Misshandlu­ngen seiner Frau

Am 9. Februar ereignete sich der zweite Vorfall: An diesem Tag überbracht­en zwei Polizeibea­mte dem Angeklagte­n ein „Wohnungs- und Annährungs­verbot“, weil die Schwierger­mutter am Tag zuvor das Landratsam­t eingeschal­tet hatte, nachdem ihre Tochter ihr über Bedrohunge­n und mehrere Schläge mit der Faust ihres Mannes berichtet haben soll. Doch diese ließen sich in der Verhandlun­g nicht beweisen, weshalb der Punkt schließlic­h eingestell­t wurde. Unstrittig dagegen war, dass der 35-Jährige während des Polizeibes­uchs in die Küche rannte, dort mehrere Messer aus einem Messerbloc­k zog und mit einem davon einen der Polizisten bedrohte. Dank der schnellen Reaktion des Beamten – er hatte Pfefferspr­ay zur Hand, sein Kollege zückte die Waffe – konnte der Asylbewerb­er überwältig­t werden.

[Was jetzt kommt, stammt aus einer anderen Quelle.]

PR #38951, opened 2024-02-20
Align paths in Prettier & ESLint scripts

kamilmielnik:
Follow-up on https://github.com/metabase/metabase/pull/38948#discussion_r1495513696

### Description

- enables ESLint in entire `e2e` dir (previously `e2e/test` only)
- enables ESLint in entire `frontend` dir (previously `frontend/src` only)
- fixes ESLint-reported issues in aformentioned directories
- enables Prettier for `*.css` files in `e2e` dir (for consistency of the paths; no CSS files exist in `e2e` dir yet)
- aligns paths in Prettier & ESLint `scripts` & `lint-staged` scripts
- ensures test scenarios written in TS are checked (none exist yet, but we do support [TS in e2e tests now](https://github.com/metabase/metabase/pull/36474))

### DIFF
--- a/.eslintignore
+++ b/.eslintignore
@@ -1,2 +1,4 @@
 frontend/src/cljs
 frontend/src/cljs_release
+e2e/support/cypress_sample_database.js
+e2e/support/cypress_sample_instance_data.js
--- a/package.json
+++ b/package.json
@@ -388,7 +388,6 @@
       "prettier --write"
     ],
     "e2e/test/scenarios/*/{*.(js|ts),!(helpers|shared)/*.(js|ts)}": [
-      "eslint --rulesdir frontend/lint/eslint-rules --max-warnings 0 --fix",
       "node e2e/validate-e2e-test-files.js"
     ],
     "**/*.{clj,cljc,cljs,bb}": [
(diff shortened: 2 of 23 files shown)


.eslintignore
```diff
@@ -1,2 +1,4 @@
 frontend/src/cljs
 frontend/src/cljs_release
+e2e/support/cypress_sample_database.js
+e2e/support/cypress_sample_instance_data.js
```
kamilmielnik, line 4: Both of these files import an automatically generated JSON file which is not tracked in git.

In CI ESLint reports `import/no-unresolved` violation, so we need to `// eslint-disable import/no-unresolved` it.
But locally the JSON files exist, so ESLint reports `Unused eslint-disable directive (no problems were reported from 'import/no-unresolved')`.

To make ends meet, the simplest solution was to to just ignore these files.

WiNloSt: sounds reasonable

package.json
```diff
@@ -387,7 +387,7 @@
       "eslint --rulesdir frontend/lint/eslint-rules --max-warnings 0 --fix",
       "prettier --write"
     ],
-    "e2e/test/scenarios/*/{*.js,!(helpers|shared)/*.js}": [
+    "e2e/test/scenarios/*/{*.(js|ts),!(helpers|shared)/*.(js|ts)}": [
```
WiNloSt, line 390: One minor comment, not exactly about this change, but the line below.

Given we already run every staged .ts and .js file with `eslint --rulesdir frontend/lint/eslint-rules --max-warnings 0 --fix` via line 387.

Wouldn't it be doing the same thing twice on line 391? My hunch is that we could remove line 391 and leave only `node e2e/validate-e2e-test-files.js`

WiNloSt (approved):
Overall this is looking great.

package.json
kamilmielnik: Nice catch :heart:  45bafbfd30

Issue #38867, opened 2024-02-16
[Epic] Add license activation in the initial setup


npretto:
**Links**
- product doc: [Add license activation step in /setup](https://www.notion.so/metabase/Add-license-activation-step-in-setup-c186326d2efd4467a7e9d09138fca48c)
- eng doc: [Add license activation step in /setup](https://www.notion.so/metabase/Add-license-activation-step-in-setup-77d8f3e5c2484226b8a162098b6eea5b)
- feature branch: [`license-activation-step`](https://github.com/metabase/metabase/pull/39257)

***Milestone 1***

```[tasklist]
### Tasks
- [ ] https://github.com/metabase/metabase/pull/38858
- [ ] https://github.com/metabase/metabase/pull/38953
- [ ] https://github.com/metabase/metabase/pull/39151
- [ ] https://github.com/metabase/metabase/pull/39103
- [ ] https://github.com/metabase/metabase/pull/39292
- [ ] https://github.com/metabase/metabase/pull/39440
- [ ] https://github.com/metabase/metabase/pull/39443
- [ ] https://github.com/metabase/metabase/pull/39257
```

***Milestone 2 - polishing***

```[tasklist]
### Tasks
- [ ] https://github.com/metabase/metabase/pull/39067
- [ ] https://github.com/metabase/metabase/pull/39931
- [x] ask schema change for the events
```

PR #32432, opened 2023-07-17
Feature flags integration

ranquild:
Added a new feature flags, to make permissions more granular

PR #38953, opened 2024-02-20
Add the step in the FE and pass the token to the setup api call

npretto:
Part of [[Epic] Add license activation in the initial setup](https://github.com/metabase/metabase/issues/38867)

During development I encountered an issue, the getSteps selector that I introduced in the previous epic was being used in reducers. All good until it started needing access to global state, that the reducers don't have access to..
I did a little hacky solution to that in 0318a55b22b189af9e30d4a8116bacfb0365fcd2 with a initSetup function that copies the global piece of stat needed in the slice so that it's all good.
It's... a solution.. it works but meh

I tried to find other solutions and I opened two prs for them:

- [goToNextStep in all thunks (+42 −56)](https://github.com/metabase/metabase/pull/39103)
    - very simple, it works and is probably a good compromise
- [dispatchAndGoNextStep (+119 −108)](https://github.com/metabase/metabase/pull/39121)
    - I tried to be smarter, it backfired in tests failing because of async stuff 🤷 🤷 🤷
    - considering all the failures in the tests, I don't think it's worth going with this route)

Let me know which of the three solutions (initSetup + 2 in the prs) you want to go with 

 # other notable changes/commits in the PR
- ea045e93c1fb8932d3675d686065f57f7c203645 to see what I changed in the events schema
- 1d8d592072971a6a4119210323c055874c5c9aba useStep hook

# Things still missing that will come in future PRs
- analytics event
- handling of the error when the BE cannot connect to the token check server, I already started working on the BE for that [here](https://github.com/metabase/metabase/pull/39067)

### DIFF
--- a/e2e/test/scenarios/onboarding/setup/setup.cy.spec.ts
+++ b/e2e/test/scenarios/onboarding/setup/setup.cy.spec.ts
@@ -5,6 +5,7 @@ import {
   expectGoodSnowplowEvent,
   expectGoodSnowplowEvents,
   expectNoBadSnowplowEvents,
+  isEE,
   main,
   resetSnowplow,
   restore,
@@ -264,6 +265,11 @@ describe("scenarios > setup", () => {
       cy.button("Connect database").click();
     });
 
+    if (isEE) {
+      // license_token
+      cy.button("Next").click();
+    }
+
     // usage data
     cy.get("section").last().button("Finish").click();
 
@@ -369,18 +375,21 @@ describeWithSnowplow("scenarios > setup", () => {
   });
 
   it("should send snowplow events", () => {
-    // 1 - new_instance_created
-    // 2 - pageview
+    let goodEvents = 0;
+
+    goodEvents++; // 1 - new_instance_created
+    goodEvents++; // 2 - pageview
     cy.visit(`/setup`);
 
-    // 3 - setup/step_seen "welcome"
+    goodEvents++; // 3 - setup/step_seen "welcome"
     expectGoodSnowplowEvent({
       event: "step_seen",
       step_number: 0,
       step: "welcome",
     });
     skipWelcomePage();
-    // 4 - setup/step_seen  "language"
+
+    goodEvents++; // 4 - setup/step_seen  "language"
     expectGoodSnowplowEvent({
       event: "step_seen",
       step_number: 1,
@@ -388,12 +397,13 @@ describeWithSnowplow("scenarios > setup", () => {
     });
     selectPreferredLanguageAndContinue();
 
-    // 5 - setup/step_seen "user_info"
+    goodEvents++; // 5 - setup/step_seen "user_info"
     expectGoodSnowplowEvent({
       event: "step_seen",
       step_number: 2,
       step: "user_info",
     });
+
     cy.findByTestId("setup-forms").within(() => {
       fillUserAndContinue({
         ...admin,
@@ -401,7 +411,7 @@ describeWithSnowplow("scenarios > setup", () => {
       });
 
       cy.findByText("What will you use Metabase for?").should("exist");
-      // 6 - setup/step_seen "usage_question"
+      goodEvents++; // 6 - setup/step_seen "usage_question"
       expectGoodSnowplowEvent({
         event: "step_seen",
         step_number: 3,
@@ -409,41 +419,56 @@ describeWithSnowplow("scenarios > setup", () => {
       });
       cy.button("Next").click();
 
-      // 7 - setup/usage_reason_selected
+      goodEvents++; // 7 - setup/usage_reason_selected
       expectGoodSnowplowEvent({
         event: "usage_reason_selected",
         usage_reason: "self-service-analytics",
       });
-      // 8 - setup/step_seen "db_connection"
+
+      goodEvents++; // 8 - setup/step_seen "db_connection"
       expectGoodSnowplowEvent({
         event: "step_seen",
         step_number: 4,
         step: "db_connection",
       });
       cy.findByText("I'll add my data later").click();
-      // 9 - setup/add_data_later_clicked
+
+      goodEvents++; // 9/10 - setup/add_data_later_clicked
       expectGoodSnowplowEvent({
         event: "add_data_later_clicked",
       });
-      // 10 - setup/step_seen "data_usage"
+
+      // This step is only visile on EE builds
+      if (isEE) {
+        goodEvents++; // 10/11 - setup/step_seen "commercial_license"
+        expectGoodSnowplowEvent({
+          event: "step_seen",
+          step_number: 5,
+          step: "license_token",
+        });
+
+        cy.button("Next").click();
+      }
+
+      goodEvents++; // 10/11 - setup/step_seen "data_usage"
       expectGoodSnowplowEvent({
         event: "step_seen",
-        step_number: 5,
+        step_number: 5 + (isEE ? 1 : 0),
         step: "data_usage",
       });
 
       cy.findByRole("button", { name: "Finish" }).click();
-      // 11 - new_user_created (from BE)
+      goodEvents++; // 11/12 - new_user_created (from BE)
 
-      // 12- setup/step_seen "completed"
+      goodEvents++; // 12/13- setup/step_seen "completed"
       expectGoodSnowplowEvent({
         event: "step_seen",
-        step_number: 6,
+        step_number: 6 + (isEE ? 1 : 0),
         step: "completed",
       });
-    });
 
-    expectGoodSnowplowEvents(12);
+      expectGoodSnowplowEvents(goodEvents);
+    });
   });
 
   it("should ignore snowplow failures and work as normal", () => {
--- a/e2e/test/scenarios/onboarding/setup/setup.cy.spec.ts
+++ b/e2e/test/scenarios/onboarding/setup/setup.cy.spec.ts
@@ -456,7 +456,7 @@ describeWithSnowplow("scenarios > setup", () => {
       goodEvents++; // 10/11 - setup/step_seen "data_usage"
       expectGoodSnowplowEvent({
         event: "step_seen",
-        step_number: 5 + (isEE ? 1 : 0),
+        step_number: isEE ? 6 : 5,
         step: "data_usage",
       });
 
@@ -466,7 +466,7 @@ describeWithSnowplow("scenarios > setup", () => {
       goodEvents++; // 12/13- setup/step_seen "completed"
       expectGoodSnowplowEvent({
         event: "step_seen",
-        step_number: 6 + (isEE ? 1 : 0),
+        step_number: isEE ? 7 : 6,
         step: "completed",
       });
 
--- a/e2e/test/scenarios/onboarding/setup/setup.cy.spec.ts
+++ b/e2e/test/scenarios/onboarding/setup/setup.cy.spec.ts
@@ -127,6 +127,8 @@ describe("scenarios > setup", () => {
           // test database setup help card is hidden on the next step
           cy.findByText("Need help connecting?").should("not.be.visible");
 
+          skipLicenseStepOnEE();
+
           // ================
           // Data Preferences
           // ================
@@ -187,6 +189,8 @@ describe("scenarios > setup", () => {
       // Database
       cy.findByText("Add your data");
       cy.findByText("I'll add my data later").click();
+
+      skipLicenseStepOnEE();
 
       // Turns off anonymous data collection
       cy.findByLabelText(
@@ -265,10 +269,7 @@ describe("scenarios > setup", () => {
       cy.button("Connect database").click();
     });
 
-    if (isEE) {
-      // license_token
-      cy.button("Next").click();
-    }
+    skipLicenseStepOnEE();
 
     // usage data
     cy.get("section").last().button("Finish").click();
@@ -315,6 +316,8 @@ describe("scenarios > setup", () => {
 
       // Database
       cy.findByText("Add your data").should("not.exist");
+
+      skipLicenseStepOnEE();
 
       // Turns off anonymous data collection
       cy.findByLabelText(
@@ -528,4 +531,10 @@ const fillUserAndContinue = ({
     cy.findByLabelText("Confirm your password").type(password);
   }
   cy.button("Next").click();
+};
+
+const skipLicenseStepOnEE = () => {
+  if (isEE) {
+    cy.button("Next").click();
+  }
 };
--- a/frontend/src/metabase/selectors/settings.ts
+++ b/frontend/src/metabase/selectors/settings.ts
@@ -103,6 +103,9 @@ export const getUpgradeUrl = createSelector(
   },
 );
 
+/**
+ * ! The tokenStatus is only visible to admins
+ */
 export const getIsPaidPlan = createSelector(
   (state: State) => getSetting(state, "token-status"),
   (tokenStatus: TokenStatus | null) => {
--- a/frontend/src/metabase/setup/actions.ts
+++ b/frontend/src/metabase/setup/actions.ts
@@ -23,6 +23,7 @@ import {
   getIsTrackingAllowed,
   getLocale,
   getSetupToken,
+  getSteps,
   getUsageReason,
   getUser,
 } from "./selectors";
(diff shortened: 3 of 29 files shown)


frontend/src/metabase/setup/selectors.ts
```diff
@@ -77,19 +79,29 @@ export const getAvailableLocales = (state: State): LocaleData[] => {
...
 };
-
+``;
 export const getSteps = (state: State) => {
   const usageReason = getUsageReason(state);
   const activeStep = getStep(state);
 
+  // TODO: avoid using MetabaseSettings in a selector
+  // we can't do it right now as this selector is used in the reducer that doesn't have access to the whole state
+  const tokenFeatures = MetabaseSettings.get("token-features");
```
WiNloSt, line 89: It's uncommon for reducers to know about the whole state other than its own slice. The way this problem is solved is via sending necessary information via action payload.

You could do this by sending necessary data e.g. `isPaidPlan` in [the action](https://github.com/metabase/metabase/pull/38953/files#diff-f0f1344935a4c128194840b010588c50a1260aa9dae823a4b8c51dee7e130284R97). You can access `getState` in thunk action and that's how you could get `token-features` setting from the global Redux state. Then probably either send `isPaidPlan` or `shouldShowLicenseStep` depending on how you think it's best to encapsulate the information.

After that this reducer won't need the access to `MetabaseSettings` anymore.

frontend/src/metabase/selectors/settings.ts
```diff
@@ -103,6 +103,9 @@ export const getUpgradeUrl = createSelector(
   },
 );
 
+/**
+ * ! The tokenStatus is only visible to admins
```
npretto, line 107: @WiNloSt git says you made this, do you remember if there was a specific reason tokenStatus was used instead of token-features which is public?
It seems that most places that are using this are inside the admin settings so we should be fine, there's only one usage I found that's outside of it: https://github.com/metabase/metabase/blob/957efd97549833357a7cde139f4302c1964a74e7/frontend/src/metabase/admin/tasks/components/Help/Help.tsx#L95

WiNloSt: I originally used `token-features`
https://github.com/metabase/metabase/blob/31951b43ddc4c4e1f707d32357e738363af27223/frontend/src/metabase/selectors/settings.ts#L51-L55

but that got changed in https://github.com/metabase/metabase/pull/32432/files#diff-531efecfe0b6ca5c45e96de468780cabafe25a4379b1b29b2f2be6f6bede1e3aR104-R107

_screenshot in case GitHub doesn't go to the change_
image

Can you ask Alex P. why that's the case?

npretto: Thanks 🙏 , moved the discussion on slack here: https://metaboat.slack.com/archives/C505ZNNH4/p1708602083391909

frontend/src/metabase/setup/tests/setup.tsx
```diff
@@ -0,0 +1,122 @@
+import { waitFor, within } from "@testing-library/react";
```
npretto, line 1: This is pretty much all stuff extracted from the old test file, and adjusted to allow passing the enterprise plugin flag and the token features

e2e/test/scenarios/onboarding/setup/setup.cy.spec.ts
```diff
@@ -369,81 +378,100 @@ describeWithSnowplow("scenarios > setup", () => {
...
+        });
+
+        cy.button("Next").click();
+      }
+
+      goodEvents++; // 10/11 - setup/step_seen "data_usage"
       expectGoodSnowplowEvent({
         event: "step_seen",
-        step_number: 5,
+        step_number: 5 + (isEE ? 1 : 0),
```
WiNloSt, line 459: I'd do `isEE ? 6 : 5`. It should be easier to understand since we don't need to compute.

frontend/src/metabase/setup/selectors.ts
```diff
@@ -81,15 +82,20 @@ export const getIsEmailConfigured = (state: State): boolean => {
 export const getSteps = (state: State) => {
   const usageReason = getUsageReason(state);
   const activeStep = getStep(state);
+  const isPaidPlan = state.setup.isPaidPlan;
```
WiNloSt, line 85: I wish we didn't have to save `isPaidPlan` in the redux store, since that's something that's not going to change ever (unless users login to another instance with a different token of course).

However, based on how `getSteps` is used and other selectors that depend on it. I think it might be justifiable to store it in this Redux slice so that we don't have to always pass `isPaidPlan` through the selector when calling in React components.

frontend/src/metabase/setup/actions.ts
```diff
@@ -94,6 +95,13 @@ export const submitUsageReason = createAsyncThunk(
   },
 );
 
+export const submitLicenseToken = createAsyncThunk(
+  "metabase/setup/SUBMIT_LICENSE_TOKEN",
+  (_token: string | null) => {
+    // TODO: add analytics
```
npretto, line 101: I'll do it in a separate PR

frontend/src/metabase/setup/components/LicenseTokenStep/LicenseTokenForm.tsx
```diff
@@ -0,0 +1,55 @@
...
+    "idle" | "loading" | "success" | "error"
+  >("idle");
+
+  const isInputCorrectLength = token.length === 64;
+
+  const submit = async () => {
+    setStatus("loading");
+    try {
+      const response = await SetupApi.validate_token({ token });
+      if (response.valid) {
```
npretto, line 23: In a [future PR](https://github.com/metabase/metabase/pull/39067) the response will have an error_code so that we can tell if it the token is invalid, or if they BE failed to validate it for other reasons

frontend/src/metabase/setup/tests/premium.unit.spec.tsx
```diff
@@ -0,0 +1,33 @@
...
+
+const setupPremium = (opts?: SetupOpts) => {
+  return setup({
+    ...opts,
+    hasEnterprisePlugins: true,
+    tokenFeatures: createMockTokenFeatures({ hosting: true }),
+  });
+};
+
+describe("setup (EE, hosting feature)", () => {
```
npretto, line 21: when there's a valid token, the behaviour should be same as OSS, so this only checks that the license step is not shown

oisincoveney (commented):
Looks good, just a few changes that would be helpful I think

frontend/src/metabase/setup/components/DataUsageStep/DataUsageStep.tsx
```diff
@@ -46,7 +38,7 @@ export const DataUsageStep = ({
   };
 
   const handleStepSelect = () => {
```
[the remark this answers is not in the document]
WiNloSt: Wanna chime in that I'm fine with both solutions. They're equally the same to me.

frontend/src/metabase/setup/components/LicenseTokenStep/LicenseTokenForm.tsx
WiNloSt: I've [commented on that PR](https://github.com/metabase/metabase/pull/39067#discussion_r1503740720), and that is relevant to the change here.

frontend/src/metabase/setup/components/LicenseTokenStep/LicenseTokenStep.tsx
```diff
@@ -0,0 +1,76 @@
...
+    dispatch(
+      addUndo({
+        message: t`Your license is activated`,
+      }),
+    );
+    dispatch(submitLicenseToken(token));
+  };
+
+  const handleNext = () => {
+    dispatch(submitLicenseToken(null));
```
WiNloSt, line 40: can you explain why we need to clear the token when going to the next step? Also, from the PR, it seems that this action is only for analytics (edited: and to determine if we want to go to the next step in reducer).

frontend/src/metabase/setup/reducers.ts
```diff
@@ -54,6 +60,12 @@ export const reducer = createReducer(initialState, builder => {
     state.usageReason = usageReason;
     state.step = getNextStep({ setup: state } as State);
   });
+  builder.addCase(submitLicenseToken.pending, (state, { meta }) => {
+    const token = meta.arg;
+    state.licenseToken = token;
+    state.step = getNextStep({ setup: state } as State);
```
WiNloSt, line 66: I was confused again on why we don't have to call any navigation function inside the Token step. I'd be great to make sure we don't do the same thing in different places.

Is it a plan to move all the navigation logic to the reducer as well or do we need to still have navigation logics in both React components and in reducer?

frontend/src/metabase/setup/actions.ts
npretto: https://github.com/metabase/metabase/pull/39151

snowplow/iglu-client-embedded/schemas/com.metabase/setup/jsonschema/1-0-3
```diff
@@ -0,0 +1,106 @@
...
+      "type": "string",
+      "maxLength": 1024
+    },
+    "step": {
+      "description": "String describing the step that the set up step",
+      "type": [
+        "string",
+        "null"
+      ],
+      "enum": [
```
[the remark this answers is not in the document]
WiNloSt: https://github.com/metabase/metabase/blob/312869f0d9eeb17b61789d31346a18fd9f970b91/frontend/src/metabase/setup/types.ts#L1-L10

From the type, is doesn't have step name which is `null`, so I don't think we need to add `null` here.

snowplow/iglu-client-embedded/schemas/com.metabase/setup/jsonschema/1-0-3
```diff
@@ -0,0 +1,106 @@
+{
+  "$schema": "http://iglucentral.com/schemas/com.snowplowanalytics.self-desc/schema/jsonschema/1-0-0#",
+  "description": "Setup flow",
+  "self": {
+    "vendor": "com.metabase",
+    "name": "setup",
+    "format": "jsonschema",
+    "version": "1-0-2"
```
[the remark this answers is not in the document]
npretto: Nice catch, I actually also found it yesterday while working on the analytics pr and fixed it there: https://github.com/metabase/metabase/pull/39151/files#diff-5e4a5b1c9358e8b592634b46508741486cc177caa9769cf75c6cac531e66082dR8

snowplow/iglu-client-embedded/schemas/com.metabase/setup/jsonschema/1-0-3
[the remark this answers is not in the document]
npretto: Actually reading [the docs here](https://json-schema.org/understanding-json-schema/reference/null) it may be that we don't even need the first null (in `type`) as we never pass it explicitly as null and it's not marked as required.
To keep the schema backward compatible I wouldn't remove it though

frontend/src/metabase/setup/components/LicenseTokenStep/LicenseTokenStep.tsx
npretto: We're not clearing it, the token is local and sent to redux when we submit the step (with a valid token).
If you have a look at `frontend/src/metabase/setup/actions.ts` and the reducer, all but the `welcome` and `language` steps have a thunk (which is 90% only for analytics) and then the reducer changes the state with the answer for the step and updates the step to the following

frontend/src/metabase/setup/components/LicenseTokenStep/LicenseTokenStep.tsx
```diff
@@ -0,0 +1,76 @@
...
+  };
+
+  if (!isStepActive) {
+    const title = isStepCompleted
```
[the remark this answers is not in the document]
npretto: Good idea, 17aec48ff7b7a186a3a5b87150f3d00bc0767a81

frontend/src/metabase/setup/components/LanguageStep/LanguageStep.tsx
```diff
@@ -6,12 +6,11 @@ import Button from "metabase/core/components/Button";
 import { useDispatch, useSelector } from "metabase/lib/redux";
 import type { Locale } from "metabase-types/store";
 
+import { useStep } from "../..//useStep";
```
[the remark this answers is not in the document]
npretto: 9af72f57a7dd57a79edc8251b9bcc14c664557ba 🙃

frontend/src/metabase/setup/components/DataUsageStep/DataUsageStep.tsx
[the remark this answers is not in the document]
npretto: Yeah it saves some lines :) c4b4fad9228fc2e0bae1a07e91069feaf8642f5f

frontend/src/metabase/setup/selectors.ts
npretto: Have you seen the two PRs linked in the description about this?
Especially [the first](https://github.com/metabase/metabase/pull/39103) solves this with not many changes

frontend/src/metabase/setup/components/LicenseTokenStep/LicenseTokenStep.tsx
WiNloSt: I need to run the code to actually understand what's going on. I think the main point here is that the `Next` button should be renamed to `Skip` to indicate what it actually does. We're not validating the token then click the next button to go to the next step but we can either
1. validate the token and go to the next step when clicking `Activate` button OR
2. Skip activating the token in the first place.

frontend/src/metabase/setup/reducers.ts
WiNloSt: I was confused this with `handleStepSelect`, so all good here.

frontend/src/metabase/setup/components/LicenseTokenStep/LicenseTokenStep.tsx
npretto: I remember I asked Vitorio about "Next" vs "Skip"  but it was before the "Activate"  button navigated to the next step, let me ask him again, you're right with the current implementation "Next" will only be used as "Skip"

frontend/src/metabase/setup/selectors.ts
WiNloSt: I didn't see the PR when I made that comment because it was created after my comment. But that one looks good to me.

WiNloSt (approved):
Almost good to go. Would be great to see these minor issues got resolved before merging this PR though.

frontend/src/metabase/setup/components/LicenseTokenStep/LicenseTokenStep.tsx
```diff
@@ -0,0 +1,88 @@
...
+
+import { LicenseTokenForm } from "./LicenseTokenForm";
+
+export const LicenseTokenStep = ({ stepLabel }: NumberedStepProps) => {
+  const { isStepActive, isStepCompleted, handleStepSelect } =
+    useStep("license_token");
+
+  const storeToken = useSelector(state => state.setup.licenseToken);
+
+  const isSetupCompleted = useSelector(getIsSetupCompleted);
```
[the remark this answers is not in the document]
npretto: Good catch, 5e3fc7d5defed3e8d8555ba94d62ffec03bf8b7e

frontend/src/metabase/setup/tests/enterprise.unit.spec.tsx
```diff
@@ -0,0 +1,145 @@
...
+      await setup();
+      skipWelcomeScreen();
+      skipLanguageStep();
+      await submitUserInfoStep();
+      selectUsageReason("embedding"); // to skip the db connection step
+      clickNextStep();
+
+      await screen.findByText(
+        "Unlock access to your paid features before starting",
+      );
```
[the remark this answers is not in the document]
npretto: Done in 74cec2d293462920aefcb235e3855c689e6103a7

frontend/src/metabase/setup/tests/enterprise.unit.spec.tsx
```diff
@@ -0,0 +1,145 @@
...
+        sampleToken,
+      );
+
+      screen.getByRole("button", { name: "Activate" }).click();
+
+      await waitFor(() => {
+        expect(
+          screen.getByRole("button", { name: "Activate" }),
+        ).not.toHaveProperty("data-loading", true);
+      });
```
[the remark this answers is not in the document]
npretto: Ah right, I still had to leave it for one test, as it was testing a specific prop that only changed after the loading was done.
Removed the others in 4e42c8818f86bfdcf4f019393bdfdfb55fc6cbad

npretto:
Merging this to the integration merge so I can start the rebase dance, @oisincoveney let me know if I missed anything from your comments

oisincoveney:
> Merging this to the integration merge so I can start the rebase dance, @oisincoveney let me know if I missed anything from your comments

You're all good. Thanks for reaching out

„Ich habe einen Fehler gemacht und bereue ihn. Ich werde das nie wieder tun“, versichert­e der Angeklagte im Hinblick auf die Misshandlu­ngen seiner Frau, die er jedoch während der Verhandlun­g kaum anschaute. „Das war eine ganz knappe Geschichte“, so Richter Pfuhl in seiner Urteilsver­kündung. Zwar habe die Frau offensicht­lich gelogen – und dies habe vermutlich auch Konsequenz­en – doch die Reue, die drei Kinder und – bis auf einen Diebstahl – keinerlei Vorstrafen hätten zu der Bewährung geführt. Drei Jahre lang steht der Asylbewerb­er nun unter Beobachtun­g, zudem muss er 120 Stunden gemeinnütz­ige Arbeit leisten sowie einen Deutsch- und Integratio­nskurs besuchen.